Zeus rubbed his hands softly together, and smiled, and said nothing.

“I did not mind once,” the boy went on, “when I made women weep and men rave. I do now. It’s always the same thing. They long, and long, and cannot obtain; and then the weaker sort kill themselves, and the stronger sort grow cruel. Or, if they obtain, misery in one form or another follows. I resign my post.”

“Just pass me that thunderbolt,” said Zeus, in an unpleasant voice.

“Oh, you can kill me,” the boy exclaimed, contemptuously, “I care nothing for that. I wish I had never lived.”
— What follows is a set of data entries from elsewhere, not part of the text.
PR #12621, opened 2026-09-02
Route basic desktop processing through one free-tier policy, terminal and fail-closed, behind a flag (free tier S6)

Git-on-my-level:
## S6 — basic desktop processing through one free-tier policy, behind `FREE_TIER_LOCAL_PROCESSING`

Shard S6 of the ratified local-models free-tier program (`60-shards.md` row S6; spec `10-backend-plumbing.md` §1.2, Targets 2–3). Stacked on #12612 (S1+S2) → #12611 (S16) → #12606 (S15) → #12592 (S0); merge those first. Backend only. **Dark by default:** the flag is off in every environment; nothing served changes until it is set.

### What changed

- **`utils/free_tier_processing_policy.py`** — a pure policy. Inputs: source, `force_process`, `is_reprocess`, `has_projection`, and one injected `authorize_managed_compute` decision for the coordinator's structure feature (`conv_structure`, an off-allowlist managed feature). Output: `FreeTierProcessingPlan(mode ∈ {process_normally, store_projection, deterministic_minimum}, reason, decision)`. Identification fail-open ⇒ paid path (Target 3). Identified basic ⇒ minimum (or projection when S4 supplies one), **including** first-open `force_process` and reprocess: a basic user's enrichment is a managed call and is denied the same way (§1.2 "terminally, not first-open luna"). Any other deny or any internal error ⇒ minimum. Never raises; never looks anything up itself, so there is one plan lookup and no third policy.
- **Coordinator branch** in `process_conversation`: when the flag is on and the source is desktop, resolve the plan; `process_normally` falls through to today's path (JIT first-open obligation block unchanged); otherwise `_store_deterministic_minimum` persists the no-LLM structured shape **without** the first-open markers (`deferred=False`, `status=completed`) and returns — no `_get_structured`, `extract_memories`, `trigger_conversation_apps`, folder assignment, or `initialize_first_open_work`. Flag off ⇒ the legacy `should_defer_desktop_processing` branch, byte-identical. The funding owner is `byok` only when this request carries a validated key for the feature's provider, via S1's helper (made public as `request_carries_validated_byok_key`), so the only dynamic resolver site stays in `utils/managed_compute.py` and the S1 guardrail holds.
- **The terminal state is durable.** The persist writes an unmodeled `terminal_no_derived_effects` marker beside the `jit_first_open` clear; a normal persist writes it back to `None`. Without it a Cloud Task retry was a live money leak: the minimum persists `status=completed`, a later step fails, and the replay skips `process_conversation` entirely — so the request-scoped disposition defaulted back to `RUN` and the empty-bundle fallback ran `extract_memories`, a managed call, on a basic user's conversation. Deliberately unmodeled: adding a field to `Conversation` would restale four generated client artifacts for a server-only concern.
- **Flag-off stays byte-identical.** The marker clear is written only when the flag-on desktop policy ran and returned `process_normally` (the basic→paid upgrade). Flag-off, non-desktop, and any path that never consulted the policy persist the pre-shard dict with **no new key at all** — missing versus explicit-null is a real Firestore distinction, and a dark rollout must not stamp a field onto every conversation.
- **The paid-path fail-open is now visible.** One content-free `record_fallback` fires from the coordinator when the reason is `plan_identification_fail_open`, so a plan-lookup outage routing basic traffic to the managed path shows up in rollout monitoring instead of being silent. Emitted from the coordinator, not the policy module, which stays pure and side-effect-free by design.
- **The synchronous `POST /v1/conversations` route** observes the same disposition. It reported persistence `True` and then called `trigger_external_integrations` unconditionally, so one coordinator had two callers disagreeing about whether derived effects may run. The other two fan-out sites are the finalizer (already handled) and `routers/integration.py` (external-integration source, which this branch never selects).
- **`_store_projected_conversation`** is the S4 seam; it behaves as the minimum until S4 wires `client_processing`.
- **The terminal write clears `jit_first_open`.** Firestore persists with `merge=True` and `Conversation` does not model that field, so a paid→basic reprocess would otherwise leave a pending obligation on the document and a later open would run exactly the managed work the policy denied.
- **`utils/conversations/finalizer.py`** — a terminal store now reports persistence honestly (`True`) with a `TERMINAL_NO_DERIVED_EFFECTS` disposition. Reporting `False` made the durable finalizer read a successful persist as a lost race and return `fenced`. The finalizer suppresses exactly the intelligence bundle, the empty-bundle memory fallback, and third-party app webhooks; the capture-arrival receipt, keyframe outbox and Chat intent still run, because §1.7 suppresses Pinecone/memories/goals/apps and degrades capture for nobody — a free-tier desktop meeting must still wake Chat.
- **Not changed:** `should_defer_desktop_processing` and its fail-open (the flag-off path), `jit_first_open_policy.py`, `jit_first_open_worker.py`, the memory sweep producer (S5), anything client-side.

### Automatic-or-dead check

`backend/tests/unit/test_free_tier_entrypoint_matrix.py` (173): the program's named S6 proof — every entry point converging on `process_conversation` × {basic+projection, basic-no-projection, paid, BYOK, unknown-plan, reprocess-force, sync, merge}, asserting which managed calls fire and which persistence disposition is observed, with the flag on, and the same matrix with the flag off asserting today's behaviour (reversibility). Plus `test_free_tier_processing_policy.py` (29: policy matrix, one decision per resolve, a raising `decision_for` yielding `policy_unavailable`, every S1 reason walked through the policy with the produced set equal to `PROCESSING_REASONS`, feature configured and off-allowlist, flag parses only `true`) and `test_process_conversation_free_tier_branch.py` (14: minimum with no managed seam and no marker; a two-attempt retry over a persisted minimum emitting no derived effects; the pending first-open obligation cleared; the persistence disposition surfaced; the finalizer completing without extracting memories while still publishing the desktop meeting receipt and Chat intent; a raising BYOK lookup degrading to the minimum; force+reprocess do not rescue; flag off never consults the policy).

Red-proofs applied by hand and seen red (then restored): policy allow forced true (7 red); a second decision call; an extra reason label; the structure feature swapped for an allowlisted one; the flag helper ignoring the constant; the env parse accepting "1"; the coordinator ignoring the plan; the deny branch always taken; force/reprocess rescuing basic; the flag reading true; the funding owner forced to omi; the plan forced to process_normally after resolve (matrix basic rows red); the flag-off legacy branch deleted (flag-off basic rows red).

### Proof

- Hermetic: the three files above plus `test_authorize_managed_compute.py`, `test_llm_gateway_coverage_guardrails.py`, `test_lazy_conversation_processing.py`, `test_jit_first_open_policy.py`, `test_conversation_finalizer_failure_logging.py` `test_listen_finalization_cloud_tasks.py` and `test_free_tier_sync_route_fanout.py` (the real route function, since the coordinator matrix cannot see caller-side effects) green together in either order (499 across those ten files, one slow test deselected, in either order, and green file-isolated under the CI runner's own env); pyright 0 errors on the policy, the coordinator, the finalizer and `managed_compute.py`.
- Live (after deploy, flag on for a dogfood uid per `50-rollout-and-verification.md`): a basic desktop conversation finalises with the minimum title, `deferred=false`, `status=completed`, and no `conv_structure` row for that uid in `llm_gateway_attempts`; opening it does not trigger a first-open reprocess; a paid uid's conversation is unchanged. Not run yet: no revision serves this code and the flag is off.
- Codex gpt-5.6-sol adversarial review: round 1 returned five findings (pending first-open obligation, the fenced-on-success persistence report, funding-owner resolution outside the policy guard, matrix cells that discarded observer results, an open reason vocabulary); all five were fixed. Round 2 returned two criticals — the terminal disposition was request-scoped so a finalizer retry re-extracted memories, and the synchronous create route still fanned out to apps — both fixed on this head; round 3 returned two more — flag-off was no longer byte-identical because the marker clear was unconditional, and the paid fail-open emitted no fallback telemetry — both fixed. Round 4 returned **mergeable** with no findings, and confirmed that keeping the fallback emission outside the pure policy module is correct (the advisory checker's warning on `free_tier_processing_policy.py:145` is a lexical false positive, left standing deliberately).

### Cut list

- The deterministic-minimum title algorithm and `processing_state` field (S3 upgrades `_build_deferred_structured` in place).
- `client_processing` projection storage and hash binding (S4; the `store_projection` seam is here).
- Memory-formation suppression for basic (S5) and the sweep producer gate.
- Turning the flag on anywhere.

### Line-count ratchet

Line-Count-Exception: backend/utils/conversations/process_conversation.py | 2628 -> 2839 | the flag-gated policy branch, the terminal minimum store, and the S4 projection seam; the coordinator is the program's mandated enforcement point (§1.2 "inside process_conversation + derived-effect boundary")

Line-Count-Exception: backend/routers/conversations.py | 1963 -> 1976 | observe the coordinator's derived-effects disposition in the synchronous create route so a terminal free-tier minimum does not fan out to app webhooks

Line-Count-Exception: backend/utils/subscription.py | 1680 -> 1805 | inherited from #12606 (S15) and #12611 (S16); not touched by S6

Line-Count-Exception: backend/routers/users.py | 2247 -> 2278 | inherited from #12611 (S16); not touched by S6

Line-Count-Exception: backend/routers/desktop_proxy.py | 1528 -> 1632 | inherited from #12592 (S0); not touched by S6

### Product invariants

- `INV-MEM-4` — inherited from #12592 (S0): no memory promotion, admission or Long-term authority path is touched by any commit of this stack. S6 removes managed calls for basic; it adds no memory write.
- `INV-TASK-2` — `process_conversation.py` is a task-capture authority path. S6 adds a branch that persists the no-LLM minimum and returns before action-item extraction runs; it proposes no task, writes no task, and changes nothing about how the existing paths capture. The flag-off path is byte-identical.

### Failure class


kodjima33 (approved):
Flagged author. Backend feature (free-tier processing policy behind flag), base=feat/free-tier-s1-authorize-managed-compute (not main). No abuse signals. Feature-shaped -> approve-only.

“But you mistake,” said Co., suavely, “you mistake; Mr. Zeus had no intention of killing you. You have a right to resign your post if you like. He was going to kill a young girl named Psyche.”

“What for?” gasped Eros.

“Oh, for sport.”

There was a moment’s silence. Then Eros spoke in a hard, unnatural voice. “I will go back to my work, Zeus, and do it better than ever, if you will not kill Psyche.”

“Very well,” said Zeus kindly. “I don’t want to be disagreeable; as long as I kill somebody, it doesn’t matter. Now, trot along to your work, my boy, and I won’t kill Psyche.”

So the boy went back to his work, and did it better than ever.

“That was a good idea of yours, Co.,” said Zeus, after a moment’s pause.

“Very much may be done by kindness,” replied Co. “Don’t you think this throne of mine looks a little shabby beside yours?”

“I’ll give the order to have it regilded,” said Zeus affably.

But, if things go on like this, it will be “Co. & Zeus” soon.

It’s getting late; time for me to take Zeitgeist home again.

A curate was once complaining to me about certain hardships that he suffered at the hands of his vicar. “And, above all,” he said, “I am never allowed to preach an evening sermon. I get no chances. The vicar always preaches the evening sermons.” There was a good deal of justice in the complaint; we are all naturally more righteous in the evening. When the light dies behind the stained windows, and the music speaks, and through the open doors you can smell the syringa-bushes, then—for some reason that I know not—it is more easy to think oneself a sinner and to wish one were not. Preaching would naturally be more effective at such a time.

It is evening now, and I have been thinking about the different things that I am going to eat shortly. I do not know what is wrong with me that I should be so low. But external circumstances that suggest one line of thought are always liable to suggest the exact opposite. It has been proved by statistics that two-thirds of the best English jokes are invented, but not necessarily spoken, at funerals. Perhaps this accounts for the depression one always has to conceal when one hears of the joy or success of a dear friend.

Zeitgeist will have a long rest now—until my return. I could wish for some reasons that I had a more complete control over that boat; that, when I started out with it, I could be more definitely sure where it was going; that, in short, its nature was less petulant. However, there is a charm in uncertainty. I forgive it everything.